* Problem description:
Transcribe, word for word, the line containing "-from typing import" and each line following it through the end of the listing below. Omit all other lines.

* Listed entries:
========

PR #3491, opened 2026-07-21
fix: stabilize optional imports with TYPE_CHECKING branches

### LINKED ISSUE #3481: fix mypy unused-ignore flakiness on optional imports (serializer.py, document_base.py)
`# type: ignore[assignment]` on the `except ImportError: x = None` fallback in `serializer.py` (pyarrow) and `document_base.py` (annotationlib, UnionType) flips between needed/unused depending on mypy/pyarrow-stubs/Python version. Hit twice already: `generates_9.5_code` (6b0aa4e0, 408d9c92) and main (#3475). #3475 suppressed it via a module-wide `warn_unused_ignores = false` override, which also hides any real unused-ignore added to those files later.

Fix: split type-checking and runtime import paths, mypy always resolves the `if` branch, the `else` is never type-checked (verified: no error with pyarrow installed, uninstalled, or a garbage assignment in the except).

```python
if TYPE_CHECKING:
    import pyarrow as pa
else:
    try:
        import pyarrow as pa
        ...
        __all__.append("PyArrowSerializer")
    except ImportError:
        pa = None
```

Same shape for `annotationlib` and `UnionType`. Remove the two overrides from `pyproject.toml`.

Rejected: annotate `pa: Optional[ModuleType]` upfront, skip the split. Fails with `no-redef`, mypy treats the annotation and the import as conflicting.

Effort: ~30-60 min, 2 files, verify across the Python version matrix.

Solaris-star:
## Summary

Fixes #3481.

`# type: ignore[assignment]` on optional `ImportError` fallbacks for `pyarrow` (`serializer.py`), `annotationlib`, and `UnionType` (`document_base.py`) flips between needed and unused depending on mypy / stub / Python version. That forced module-wide `warn_unused_ignores = false` overrides in `pyproject.toml`, which also hide real unused ignores later.

## Change

Split each optional import into `TYPE_CHECKING` vs runtime paths:

```python
if TYPE_CHECKING:
    import pyarrow as pa
else:
    try:
        import pyarrow as pa
        __all__.append("PyArrowSerializer")
    except ImportError:
        pa = None
```

Same shape for `annotationlib` and `UnionType`. Remove the two mypy overrides from `pyproject.toml`.

This matches the approach described on the issue (and the earlier closed attempt #3483).

## Test plan

- [x] AST parse of both modules
- [ ] CI mypy matrix on PR (authoritative)
- [x] Diff limited to the three files called out in #3481

## Notes

Elastic CLA may be required for first-time contributors: https://www.elastic.co/contributor-agreement

### DIFF
--- a/elasticsearch/dsl/document_base.py
+++ b/elasticsearch/dsl/document_base.py
@@ -36,15 +36,21 @@ from typing import (
 
 from typing_extensions import _AnnotatedAlias
 
-try:
+if TYPE_CHECKING:
     import annotationlib
-except ImportError:
-    annotationlib = None  # type: ignore[assignment]
+else:
+    try:
+        import annotationlib
+    except ImportError:
+        annotationlib = None
 
-try:
+if TYPE_CHECKING:
     from types import UnionType
-except ImportError:
-    UnionType = None  # type: ignore[assignment, misc]
+else:
+    try:
+        from types import UnionType
+    except ImportError:
+        UnionType = None
 
 from typing_extensions import dataclass_transform
 
--- a/elasticsearch/serializer.py
+++ b/elasticsearch/serializer.py
@@ -18,7 +18,7 @@
 import uuid
 from datetime import date, datetime
 from decimal import Decimal
-from typing import Any, ClassVar, Dict, Tuple
+from typing import TYPE_CHECKING, Any, ClassVar, Dict, Tuple
 
 from elastic_transport import JsonSerializer as _JsonSerializer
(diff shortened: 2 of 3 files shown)


margaretjgu:
After reevaluating, this approach seems to overcomplicate the linting fix. Following standard Python/mypy practice ( [python/mypy#8823](https://github.com/python/mypy/issues/8823)), we'll use the unused-ignore error code on the existing type: ignore comments instead of restructuring the imports. 
Closing this in favour of that simpler fix. Thanks for the contribution!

========

* Answer section:
-from typing import Any, ClassVar, Dict, Tuple
+from typing import TYPE_CHECKING, Any, ClassVar, Dict, Tuple
 
 from elastic_transport import JsonSerializer as _JsonSerializer
(diff shortened: 2 of 3 files shown)


margaretjgu:
After reevaluating, this approach seems to overcomplicate the linting fix. Following standard Python/mypy practice ( [python/mypy#8823](https://github.com/python/mypy/issues/8823)), we'll use the unused-ignore error code on the existing type: ignore comments instead of restructuring the imports. 
Closing this in favour of that simpler fix. Thanks for the contribution!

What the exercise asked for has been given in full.